**Directions**:
From the top of the records below down to the line containing "I have always", reproduce every line exactly.

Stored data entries
PR #455, opened 2023-10-28
Optimise the manual loading of dependent apps and modules.

scottming:
I have always felt that the startup of 'lexical' is very slow. After some investigation, I found that this is mainly because we manually load all dependent modules, which takes about `2.4` seconds.

After removing this line: `Enum.each(modules, &Code.ensure_loaded!/1)`, I found that 'lexical' works perfectly fine. Additionally, when we start the `:server` app,it will automatically load and start the dependent apps, so we don't need to manually load the dependent apps either.

### before

https://github.com/lexical-lsp/lexical/assets/12830256/1abf21e3-5cb7-4ad4-b4a8-f39e38b9da99

### After

https://github.com/lexical-lsp/lexical/assets/12830256/c9029063-44c6-4434-8230-884680d22f65

### DIFF
--- a/apps/server/lib/lexical/server/boot.ex
+++ b/apps/server/lib/lexical/server/boot.ex
@@ -4,6 +4,7 @@ defmodule Lexical.Server.Boot do
 
   Packaging will ensure that config.exs and runtime.exs will be visible to the `:code` module
   """
+  alias Future.Code
   alias Lexical.VM.Versions
   require Logger
 
@@ -78,8 +79,8 @@ defmodule Lexical.Server.Boot do
   defp load_app_modules(app_name) do
     Application.ensure_loaded(app_name)
 
-    with {:ok, modules} <- :application.get_key(app_name, :modules) do
-      Enum.each(modules, &Code.ensure_loaded!/1)
+    with {:ok, modules} <- Application.spec(app_name, :modules) do
+      Code.ensure_all_loaded!(modules)
     end
   end
 
--- a/apps/server/lib/lexical/server/boot.ex
+++ b/apps/server/lib/lexical/server/boot.ex
@@ -78,10 +78,8 @@ defmodule Lexical.Server.Boot do
 
   defp load_app_modules(app_name) do
     Application.ensure_loaded(app_name)
-
-    with {:ok, modules} <- Application.spec(app_name, :modules) do
-      Code.ensure_all_loaded!(modules)
-    end
+    modules = Application.spec(app_name, :modules)
+    Code.ensure_all_loaded!(modules)
   end
 
   @allowed_elixir %{
--- a/apps/server/lib/lexical/server/boot.ex
+++ b/apps/server/lib/lexical/server/boot.ex
@@ -22,8 +22,6 @@ defmodule Lexical.Server.Boot do
     load_config()
     Application.ensure_all_started(:logger)
 
-    Enum.each(@dep_apps, &load_app_modules/1)
-
     case detect_errors() do
       [] ->
         :ok
@@ -35,6 +33,7 @@ defmodule Lexical.Server.Boot do
     end
 
     Application.ensure_all_started(:server)
+    Enum.each(@dep_apps, &load_app_modules/1)
   end
 
   @doc false
--- a/apps/server/lib/lexical/server/boot.ex
+++ b/apps/server/lib/lexical/server/boot.ex
@@ -22,6 +22,8 @@ defmodule Lexical.Server.Boot do
     load_config()
     Application.ensure_all_started(:logger)
 
+    Enum.each(@dep_apps, &load_app_modules/1)
+
     case detect_errors() do
       [] ->
         :ok
@@ -33,7 +35,6 @@ defmodule Lexical.Server.Boot do
     end
 
     Application.ensure_all_started(:server)
-    Enum.each(@dep_apps, &load_app_modules/1)
   end
 
   @doc false
--- a/apps/proto/lib/lexical/proto/field.ex
+++ b/apps/proto/lib/lexical/proto/field.ex
@@ -274,7 +274,7 @@ defmodule Lexical.Proto.Field do
   end
 
   def encode(module, field_value) when is_atom(module) do
-    if Code.ensure_loaded?(module) and function_exported?(module, :encode, 1) do
+    if function_exported?(module, :encode, 1) do
       module.encode(field_value)
     else
       {:ok, field_value}
--- a/apps/proto/lib/lexical/proto/field.ex
+++ b/apps/proto/lib/lexical/proto/field.ex
@@ -274,7 +274,7 @@ defmodule Lexical.Proto.Field do
   end
 
   def encode(module, field_value) when is_atom(module) do
-    if function_exported?(module, :encode, 1) do
+    if Code.ensure_loaded?(module) and function_exported?(module, :encode, 1) do
       module.encode(field_value)
     else
       {:ok, field_value}
--- a/apps/protocol/test/lexical/proto_test.exs
+++ b/apps/protocol/test/lexical/proto_test.exs
@@ -1,11 +1,9 @@
 defmodule Lexical.ProtoTest do
-  alias Future.Code, as: Code
   alias Lexical.Document
   alias Lexical.Proto
   alias Lexical.Proto.Convert
   alias Lexical.Proto.LspTypes
   alias Lexical.Protocol.Types
-  alias Lexical.Test.Protocol.Fixtures
   alias Lexical.Test.Protocol.Fixtures.LspProtocol
 
   import LspProtocol
@@ -284,16 +282,6 @@ defmodule Lexical.ProtoTest do
       assert ConstantTest.good() == 1
       assert ConstantTest.bad() == 2
       assert ConstantTest.ugly() == 3
-    end
-
-    test "constants should be encoded even if the module isn't loaded" do
-      proto = Fixtures.UsesConstantsForUnloading.new(name: "Clint", state: :good)
-
-      :code.purge(Fixtures.ConstantsForUnloading)
-      :code.delete(Fixtures.ConstantsForUnloading)
-
-      refute Code.loaded?(Fixtures.ConstantsForUnloading)
-      assert Jason.encode(proto) == {:ok, ~s|{"name":"Clint","state":1}|}
     end
 
     test "constants should parse" do
--- a/apps/protocol/test/lexical/proto_test.exs
+++ b/apps/protocol/test/lexical/proto_test.exs
@@ -1,9 +1,11 @@
 defmodule Lexical.ProtoTest do
+  alias Future.Code, as: Code
   alias Lexical.Document
   alias Lexical.Proto
   alias Lexical.Proto.Convert
   alias Lexical.Proto.LspTypes
   alias Lexical.Protocol.Types
+  alias Lexical.Test.Protocol.Fixtures
   alias Lexical.Test.Protocol.Fixtures.LspProtocol
 
   import LspProtocol
@@ -282,6 +284,16 @@ defmodule Lexical.ProtoTest do
       assert ConstantTest.good() == 1
       assert ConstantTest.bad() == 2
       assert ConstantTest.ugly() == 3
+    end
+
+    test "constants should be encoded even if the module isn't loaded" do
+      proto = Fixtures.UsesConstantsForUnloading.new(name: "Clint", state: :good)
+
+      :code.purge(Fixtures.ConstantsForUnloading)
+      :code.delete(Fixtures.ConstantsForUnloading)
+
+      refute Code.loaded?(Fixtures.ConstantsForUnloading)
+      assert Jason.encode(proto) == {:ok, ~s|{"name":"Clint","state":1}|}
     end
 
     test "constants should parse" do
--- a/apps/protocol/test/support/lexical/test/protocol/fixtures/constants_for_unloading.ex
+++ b/apps/protocol/test/support/lexical/test/protocol/fixtures/constants_for_unloading.ex
@@ -1,0 +1,6 @@
+defmodule Lexical.Test.Protocol.Fixtures.ConstantsForUnloading do
+  alias Lexical.Proto
+  use Proto
+
+  defenum good: 1, bad: 2, ugly: 3
+end
--- a/apps/protocol/test/support/lexical/test/protocol/fixtures/constants_for_unloading.ex
+++ b/apps/protocol/test/support/lexical/test/protocol/fixtures/constants_for_unloading.ex
@@ -1,6 +1,0 @@
-defmodule Lexical.Test.Protocol.Fixtures.ConstantsForUnloading do
-  alias Lexical.Proto
-  use Proto
-
-  defenum good: 1, bad: 2, ugly: 3
-end
--- a/apps/protocol/test/support/lexical/test/protocol/fixtures/uses_constants_for_unloading.ex
+++ b/apps/protocol/test/support/lexical/test/protocol/fixtures/uses_constants_for_unloading.ex
@@ -1,0 +1,7 @@
+defmodule Lexical.Test.Protocol.Fixtures.UsesConstantsForUnloading do
+  alias Lexical.Proto
+  alias Lexical.Test.Protocol.Fixtures.ConstantsForUnloading
+  use Proto
+
+  deftype name: string(), state: ConstantsForUnloading
+end
--- a/apps/protocol/test/support/lexical/test/protocol/fixtures/uses_constants_for_unloading.ex
+++ b/apps/protocol/test/support/lexical/test/protocol/fixtures/uses_constants_for_unloading.ex
@@ -1,7 +1,0 @@
-defmodule Lexical.Test.Protocol.Fixtures.UsesConstantsForUnloading do
-  alias Lexical.Proto
-  alias Lexical.Test.Protocol.Fixtures.ConstantsForUnloading
-  use Proto
-
-  deftype name: string(), state: ConstantsForUnloading
-end


zachallaun:
I'll have to wait for @scohen for a more definitive answer, but I thought this is there for struct discovery, which happens in the compilation tracer. Or is this redundant and all that compilation happens anyways?

scohen:
I’m pretty sure that it’s there so elixir sense can see the modules. You can’t see the modules unless they’re loaded.

scottming:
@zachallaun 

but I thought this is there for struct discovery, which happens in the compilation tracer. 

yes, happens in the compilation tracer.

> Or is this redundant and all that compilation happens anyways?

I think so.

scottming:
@scohen 

> I’m pretty sure that it’s there so elixir sense can see the modules. 

All of our Elixirsense calls occur in Project node, so it doesn't make sense to load the lx_xx module in the server node.

CleanShot 2023-10-29 at 09 33 54@2x

and I don't quite understand why ElixirSense needs to know about these modules that have already been namespace.

> You can’t see the modules unless they’re loaded.

It seems that it doesn't affect the discovery of modules, and auto-completion works well in this branch.

CleanShot 2023-10-29 at 09 32 42@2x

scohen:
@scottming there's definitely a reason that this is here, I didn't just plop that code in there for fun.

scohen:
This might have been carried over from the old packaging, I believe releases are started in a mode where all modules need to be explicitly loaded at app start, while the current mode doesn't need that. 
The problem is, any speed boost you perceive will be amortized over the life of the VM, the modules will still need to be loaded at some time, so that 2.4 seconds will happen while the user is editing code. It's a judgement call to say that doing this at startup is better or worse than doing this at runtime. I'm on the fence.

scottming:
I acknowledge that the loading time will be amortized when used. However, when we let Elixir automatically load a small number of modules during usage, users won't perceive this impact. For example, the module `Jason.Encode` only takes 0.003 seconds.

So, I am more inclined to do this at runtime.

**Manually loading**

```elixir
iex(1)> Code.loaded?(Jason.Encode)
false
iex(2)> :timer.tc(fn -> Code.ensure_loaded(Jason.Encode) end)
{3766, {:module, Jason.Encode}}
iex(3)>
```


**Automatically Landing**

```elixir
iex(1)> Code.loaded?(Jason.Encode)
false
iex(2)> Jason.encode(%{})
{:ok, "{}"}
iex(3)> Code.loaded?(Jason.Encode)
true
```

scottming:
Okay, today when I was using the commit that no longer performs loading, I did encounter some strange behaviors with autocompletion. For example, in VS Code, the autocompletion was not visible, and in Neovim, snippets were not being autocompleted.

image

```elixir
10:54:29.581 [info] Local completions are [%LXical.RemoteControl.Completion.Candidate.Module{full_name: "Dummy.Application", metadata: %{}, name: "Application", summary: ""}, %LXical.RemoteControl.Completion.Candidate.Module{full_name: "Dummy.MixProject", metadata: %{}, name: "MixProject", summary: ""}, %LXical.RemoteControl.Completion.Candidate.Function{argument_names: ["atom"], arity: 1, name: "__info__", origin: "Dummy", type: :function, visibility: :public, spec: "@spec __info__(:attributes) :: keyword()\n@spec __info__(:compile) :: [term()]\n@spec __info__(:functions) :: [{atom, non_neg_integer}]\n@spec __info__(:macros) :: [{atom, non_neg_integer}]\n@spec __info__(:md5) :: binary()\n@spec __info__(:module) :: module()", metadata: %{builtin: true}}, %LXical.RemoteControl.Completion.Candidate.Function{argument_names: [], arity: 0, name: "hello", origin: "Dummy", type: :function, visibility: :public, spec: "", metadata: %{}}, %LXical.RemoteControl.Completion.Candidate.Function{argument_names: [], arity: 0, name: "module_info", origin: "Dummy", type: :function, visibility: :public, spec: "@spec module_info :: [{:module | :attributes | :compile | :exports | :md5 | :native, term}]", metadata: %{builtin: true}}, %LXical.RemoteControl.Completion.Candidate.Function{argument_names: ["key"], arity: 1, name: "module_info", origin: "Dummy", type: :function, visibility: :public, spec: "@spec module_info(:module) :: atom\n@spec module_info(:attributes | :compile) :: [{atom, term}]\n@spec module_info(:md5) :: binary\n@spec module_info(:exports | :functions | :nifs) :: [{atom, non_neg_integer}]\n@spec module_info(:native) :: boolean", metadata: %{builtin: true}}, %LXical.RemoteControl.Completion.Candidate.Function{argument_names: ["s"], arity: 1, name: "print_hello", origin: "Dummy", type: :function, visibility: :public, spec: "", metadata: %{}}]
10:54:29.607 [info] Emitting completions: [#Protocol.Types.Completion.Item<[detail: "Dummy.Application", kind: :module, label: "Application", sort_text: "079_Application", text_edit: %LXical.Document.Changes{document: #LXical.Document<path: "/Users/scottming/Code/dummy/test/dummy_test.exs", version: 16, dirty?: true, lines: %Lines<"defmodule DummyTest do..."(9 lines)>, ...>, edits: %LXical.Document.Edit{text: "Application", range: %LXical.Document.Range{start: %LXical.Document.Position{line: 6, character: 11, valid?: true, context_line: {:line, "    Dummy.", "\n", 6, true}, document_line_count: 9, starting_index: 1}, end: %LXical.Document.Position{line: 6, character: 11, valid?: true, context_line: {:line, "    Dummy.", "\n", 6, true}, document_line_count: 9, starting_index: 1}}}}]>, #Protocol.Types.Completion.Item<[detail: "Dummy.MixProject", kind: :module, label: "MixProject", sort_text: "079_MixProject", text_edit: %LXical.Document.Changes{document: #LXical.Document<path: "/Users/scottming/Code/dummy/test/dummy_test.exs", version: 16, dirty?: true, lines: %Lines<"defmodule DummyTest do..."(9 lines)>, ...>, edits: %LXical.Document.Edit{text: "MixProject", range: %LXical.Document.Range{start: %LXical.Document.Position{line: 6, character: 11, valid?: true, context_line: {:line, "    Dummy.", "\n", 6, true}, document_line_count: 9, starting_index: 1}, end: %LXical.Document.Position{line: 6, character: 11, valid?: true, context_line: {:line, "    Dummy.", "\n", 6, true}, document_line_count: 9, starting_index: 1}}}}]>, #Protocol.Types.Completion.Item<[insert_text_format: :snippet, kind: :function, label: "__info__(atom)", sort_text: "099___info__(atom)", text_edit: %LXical.Document.Changes{document: #LXical.Document<path: "/Users/scottming/Code/dummy/test/dummy_test.exs", version: 16, dirty?: true, lines: %Lines<"defmodule DummyTest do..."(9 lines)>, ...>, edits: %LXical.Document.Edit{text: "__info__(${1:atom})", range: %LXical.Document.Range{start: %LXical.Document.Position{line: 6, character: 11, valid?: true, context_line: {:line, "    Dummy.", "\n", 6, true}, document_line_count: 9, starting_index: 1}, end: %LXical.Document.Position{line: 6, character: 11, valid?: true, context_line: {:line, "    Dummy.", "\n", 6, true}, document_line_count: 9, starting_index: 1}}}}]>, #Protocol.Types.Completion.Item<[insert_text_format: :snippet, kind: :function, label: "hello()", sort_text: "094_hello()", text_edit: %LXical.Document.Changes{document: #LXical.Document<path: "/Users/scottming/Code/dummy/test/dummy_test.exs", version: 16, dirty?: true, lines: %Lines<"defmodule DummyTest do..."(9 lines)>, ...>, edits: %LXical.Document.Edit{text: "hello()", range: %LXical.Document.Range{start: %LXical.Document.Position{line: 6, character: 11, valid?: true, context_line: {:line, "    Dummy.", "\n", 6, true}, document_line_count: 9, starting_index: 1}, end: %LXical.Document.Position{line: 6, character: 11, valid?: true, context_line: {:line, "    Dummy.", "\n", 6, true}, document_line_count: 9, starting_index: 1}}}}]>, #Protocol.Types.Completion.Item<[insert_text_format: :snippet, kind: :function, label: "module_info()", sort_text: "099_module_info()", text_edit: %LXical.Document.Changes{document: #LXical.Document<path: "/Users/scottming/Code/dummy/test/dummy_test.exs", version: 16, dirty?: true, lines: %Lines<"defmodule DummyTest do..."(9 lines)>, ...>, edits: %LXical.Document.Edit{text: "module_info()", range: %LXical.Document.Range{start: %LXical.Document.Position{line: 6, character: 11, valid?: true, context_line: {:line, "    Dummy.", "\n", 6, true}, document_line_count: 9, starting_index: 1}, end: %LXical.Document.Position{line: 6, character: 11, valid?: true, context_line: {:line, "    Dummy.", "\n", 6, true}, document_line_count: 9, starting_index: 1}}}}]>, #Protocol.Types.Completion.Item<[insert_text_format: :snippet, kind: :function, label: "module_info(key)", sort_text: "099_module_info(key)", text_edit: %LXical.Document.Changes{document: #LXical.Document<path: "/Users/scottming/Code/dummy/test/dummy_test.exs", version: 16, dirty?: true, lines: %Lines<"defmodule DummyTest do..."(9 lines)>, ...>, edits: %LXical.Document.Edit{text: "module_info(${1:key})", range: %LXical.Document.Range{start: %LXical.Document.Position{line: 6, character: 11, valid?: true, context_line: {:line, "    Dummy.", "\n", 6, true}, document_line_count: 9, starting_index: 1}, end: %LXical.Document.Position{line: 6, character: 11, valid?: true, context_line: {:line, "    Dummy.", "\n", 6, true}, document_line_count: 9, starting_index: 1}}}}]>, #Protocol.Types.Completion.Item<[insert_text_format: :snippet, kind: :function, label: "print_hello(s)", sort_text: "094_print_hello(s)", text_edit: %LXical.Document.Changes{document: #LXical.Document<path: "/Users/scottming/Code/dummy/test/dummy_test.exs", version: 16, dirty?: true, lines: %Lines<"defmodule DummyTest do..."(9 lines)>, ...>, edits: %LXical.Document.Edit{text: "print_hello(${1:s})", range: %LXical.Document.Range{start: %LXical.Document.Position{line: 6, character: 11, valid?: true, context_line: {:line, "    Dummy.", "\n", 6, true}, document_line_count: 9, starting_index: 1}, end: %LXical.Document.Position{line: 6, character: 11, valid?: true, context_line: {:line, "    Dummy.", "\n", 6, true}, document_line_count: 9, starting_index: 1}}}}]>]
```

It's really weird, When I have time, I will further investigate.

scohen:
part of the contract of the call to boot is that when it's done, the app is ready to use. Making things async breaks this contract.

scottming:
Today I tried to pinpoint the real cause of the autocompletion failure. I discovered that `ElixirSense` does not cause it. Simply loading modules that start with `LXical.Protocol.Types` can resolve this issue.

But do you know why? @scohen

scohen:
It's likely because it can't find the protocol modules can't be found because they're not loaded. I'm not sure why this is happening, but it worries me that it is, and I wonder what other issues we're not finding. 

This change seems very risky to me.

zachallaun:
My 2 cents: It's better to amortize load time during usage instead of up-front. Everyone will have their own preference, but I think that, as a general rule, time-to-things-working should be kept as low as possible.

I don't love the idea of special-casing `LXical.Prototype.Types`. What if we just eagerly load all of Lexical? It will still be much less than loading *everything*, but ensures that no Lexical plumbing is missing.

scottming:
@zachallaun 

I mostly agree with your point. However, loading all the modules starting with `LXical` is still too many.

I have been using this branch for two days now, and I haven't encountered any other issues so far.

I speculate that manually loading all the modules starting with `LXical.Prototype.Types` is successful because there might be some issue with `deftype` preventing Elixir from loading them when they are used, or there might be a problem with the automatic loading process. By the way, these modules all contain `deftype`.

scohen:
> I mostly agree with your point. However, loading all the modules starting with LXical is still too many.

Zach was suggesting loading modules starting with `LXical.Protocol.Types`, not `LXical`.  How does that perform?

scohen:
> I explored this further, and it may be a problem with defenum, which doesn't encode the atom into a number

The problem must be elsewhere, this seems to work correctly:
```
iex(2)> Lexical.Protocol.Types.Completion.Item.new(insert_text_format: :snippet, label: "yep") |> Jason.encode
{:ok, "{\"insertTextFormat\":2,\"label\":\"yep\"}"}
```

scohen:
@scottming I think this points to a bigger problem with this PR. 
I suspect what's happening is that the `Jason.Encoder` implementation for the type isn't being found, and it's reverting back to the map implementation, thus atoms are encoded as strings.

Protocols are another thing that i believe need to be loaded before we have a functional app. 

...this PR continues to worry me.

scottming:
@scohen @zachallaun 

I think I have identified the root cause of the problem. In these lines, when the module is not loaded, it falls back to the previous value.

A module will be automatically loaded when used, but these lines 
https://github.com/lexical-lsp/lexical/blob/ba21277427045ebb2a5f67070fc6941ae78537fd/apps/proto/lib/lexical/proto/field.ex#L277-L280
prevent the module from being used, resulting in this strange issue.

However, for this kind of situation, I'm not sure how to write unit tests. How can I define a module within a test that is initially not loaded, but can still be `ensure_loaded?` later on?

scohen:
I'm R- on this PR. It's too dangerous. 

I looked for `function_exported?` and it occurs in modules we don't control (like `Future.Code` and `Code`).

scottming:
> I'm R- on this PR. It's too dangerous.

> I looked for function_exported? and it occurs in modules we don't control (like Future.Code and Code).

@scohen I understand your concern. If we really must use `load_all_modules` of all the dep apps, could we place `load_all_modules` after the `:server` app starts, similar to [--preload-modules](https://github.com/elixir-lang/elixir/commit/4ea903b8cfc99a86fbf4084b25de1f289cd5e287) in `mix app.start`?

Since `load_all_modules` is not a necessary condition for starting the server, this could also allow us to see the *progress message* more quickly(For people who launch nvim *dozens* of times a day, like me, this is a much better experience).

scohen:
> could we place load_all_modules after the :server app starts

The app can start, but the modules need to be loaded before it's initialized

scohen:
> Since load_all_modules is not a necessary condition for starting the server

You have no idea if this is true or not. It might be true today (and i'm not sure it is), but it's possible that it might not be true tomorrow. This is why this change is so risky.

scottming:
I still prefer to initialize as fast as possible.

The changes in the last two commits should have very low risk. However, if you still perceive some risk, let's keep only the commit with `Code.ensure_all_loaded!(modules)`, as that alone can speed up by approximately *1.5* seconds.

apps/server/lib/lexical/server/boot.ex
```diff
@@ -78,8 +79,8 @@ defmodule Lexical.Server.Boot do
   defp load_app_modules(app_name) do
     Application.ensure_loaded(app_name)
 
-    with {:ok, modules} <- :application.get_key(app_name, :modules) do
-      Enum.each(modules, &Code.ensure_loaded!/1)
+    with {:ok, modules} <- Application.spec(app_name, :modules) do
```
scohen, line 82: I think the reason this is faster is that this block never executes. `Application.spec` returns either the list of modules or nil, which causes this arm of the with to not match, and `Code.ensure_all_loaded!` won't run.

scohen (changes requested):

apps/server/lib/lexical/server/boot.ex
```diff
@@ -78,8 +79,8 @@ defmodule Lexical.Server.Boot do
...
+      Code.ensure_all_loaded!(modules)
```
scohen, line 83: This function was introduced in elixir 1.15

scohen:
My suggestion is to switch back to the erlang functions and use [ensure_modules_loaded](https://www.erlang.org/doc/man/code#ensure_modules_loaded-1) and see if that's faster. It might be, since each call to Code in the previous each function requires a trip in and out of the code server. 

It might also be faster to collect all the modules that need to be loaded from each application and load them all once

apps/server/lib/lexical/server/boot.ex
scottming: good catch.

apps/server/lib/lexical/server/boot.ex
scottming: yes, but the we already `alias Future.Code`

and the logic inside is simple, so I think it is fine.

```elixir
  @spec ensure_all_loaded!([module]) :: :ok
  def ensure_all_loaded!(modules) do
    case ensure_all_loaded(modules) do
      :ok ->
        :ok

      {:error, errors} ->
        formatted_errors =
          errors
          |> Enum.sort()
          |> Enum.map_join("\n", fn {module, reason} ->
            "  * #{inspect(module)} due to reason #{inspect(reason)}"
          end)

        raise ArgumentError, "could not load the following modules:\n\n" <> formatted_errors
    end
  end
  ```

**Comment by scottming** [comment]
> It might also be faster to collect all the modules that need to be loaded from each application and load them all once

The test results indicate that individually loading all modules for each app is faster compared to loading all modules of all apps at once.

**each app loading**

```elixir
    Application.ensure_loaded(app_name)
    modules = Application.spec(app_name, :modules)
    Code.ensure_all_loaded!(modules)
```
**results:**
```
~/Code/lexical @3a2c5e68 !1 ❯ ./_build/dev/package/lexical/bin/start_lexical.sh                  5s   25.3.2.7  1.15.7-otp-25
Detected Elixir through asdf: /Users/scottming/.asdf/installs/elixir/1.15.7-otp-25/bin/elixir
[(server 0.3.0) lib/lexical/server/boot.ex:26: Lexical.Server.Boot.start/0]
time #=> 613491

^C
BREAK: (a)bort (A)bort with dump (c)ontinue (p)roc info (i)nfo
       (l)oaded (v)ersion (k)ill (D)b-tables (d)istribution
^C%                                                                                                                             
~/Code/lexical @3a2c5e68 !1 ❯ ./_build/dev/package/lexical/bin/start_lexical.sh                       25.3.2.7  1.15.7-otp-25
Detected Elixir through asdf: /Users/scottming/.asdf/installs/elixir/1.15.7-otp-25/bin/elixir
[(server 0.3.0) lib/lexical/server/boot.ex:26: Lexical.Server.Boot.start/0]
time #=> 630133

^C
BREAK: (a)bort (A)bort with dump (c)ontinue (p)roc info (i)nfo
       (l)oaded (v)ersion (k)ill (D)b-tables (d)istribution
^C%                                                                                                                             
~/Code/lexical @3a2c5e68 !1 ❯ ./_build/dev/package/lexical/bin/start_lexical.sh                       25.3.2.7  1.15.7-otp-25
Detected Elixir through asdf: /Users/scottming/.asdf/installs/elixir/1.15.7-otp-25/bin/elixir
[(server 0.3.0) lib/lexical/server/boot.ex:26: Lexical.Server.Boot.start/0]
time #=> 613521
```

**load all at once**

```elixir
  modules =
    Enum.flat_map(app_names, fn app_name ->
      Application.ensure_loaded(app_name)
      Application.spec(app_name, :modules)
    end)

  Code.ensure_all_loaded!(modules)
```
  
**results**
  
  
 ```elixir
 ~/Code/lexical cancel-manually-load-deps ⇡1 !1 ❯ ./_build/dev/package/lexical/bin/start_lexical.sh
Detected Elixir through asdf: /Users/scottming/.asdf/installs/elixir/1.15.7-otp-25/bin/elixir
[(server 0.3.0) lib/lexical/server/boot.ex:26: Lexical.Server.Boot.start/0]
time #=> 658426

^C
BREAK: (a)bort (A)bort with dump (c)ontinue (p)roc info (i)nfo
       (l)oaded (v)ersion (k)ill (D)b-tables (d)istribution
^C%                                                                                                                             
~/Code/lexical cancel-manually-load-deps ⇡1 !1 ❯ ./_build/dev/package/lexical/bin/start_lexical.sh    25.3.2.7  1.15.7-otp-25
Detected Elixir through asdf: /Users/scottming/.asdf/installs/elixir/1.15.7-otp-25/bin/elixir
[(server 0.3.0) lib/lexical/server/boot.ex:26: Lexical.Server.Boot.start/0]
time #=> 655624

^C
BREAK: (a)bort (A)bort with dump (c)ontinue (p)roc info (i)nfo
       (l)oaded (v)ersion (k)ill (D)b-tables (d)istribution
^C%                                                                                                                             
~/Code/lexical cancel-manually-load-deps ⇡1 !1 ❯ ./_build/dev/package/lexical/bin/start_lexical.sh    25.3.2.7  1.15.7-otp-25
Detected Elixir through asdf: /Users/scottming/.asdf/installs/elixir/1.15.7-otp-25/bin/elixir
[(server 0.3.0) lib/lexical/server/boot.ex:26: Lexical.Server.Boot.start/0]
time #=> 656506

^C
BREAK: (a)bort (A)bort with dump (c)ontinue (p)roc info (i)nfo
       (l)oaded (v)ersion (k)ill (D)b-tables (d)istribution
^C%  
 ```

apps/server/lib/lexical/server/boot.ex
```diff
@@ -77,10 +78,8 @@ defmodule Lexical.Server.Boot do
 
   defp load_app_modules(app_name) do
     Application.ensure_loaded(app_name)
-
-    with {:ok, modules} <- :application.get_key(app_name, :modules) do
-      Enum.each(modules, &Code.ensure_loaded!/1)
-    end
+    modules = Application.spec(app_name, :modules)
+    Code.ensure_all_loaded!(modules)
```
scohen, line 82: This function is not available in Elixir < 1.15. 
The dream of using the elixir stdlib dies here.

```suggestion
  with {:ok, modules} <- :application.get_key(app_name, :modules),
          :ok <- :code.ensure_modules_loaded(modules) do 
         :ok 
  else _ -> 
    raise "Could not load modules in application #{app_name}" 
 end
 
```

scohen (changes requested):

apps/server/lib/lexical/server/boot.ex
scohen: The erlang call that it uses was introduced in erlang 19, so it's compatible.

scohen (approved):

**Response below**:
PR #455, opened 2023-10-28
Optimise the manual loading of dependent apps and modules.

scottming:
I have always felt that the startup of 'lexical' is very slow. After some investigation, I found that this is mainly because we manually load all dependent modules, which takes about `2.4` seconds.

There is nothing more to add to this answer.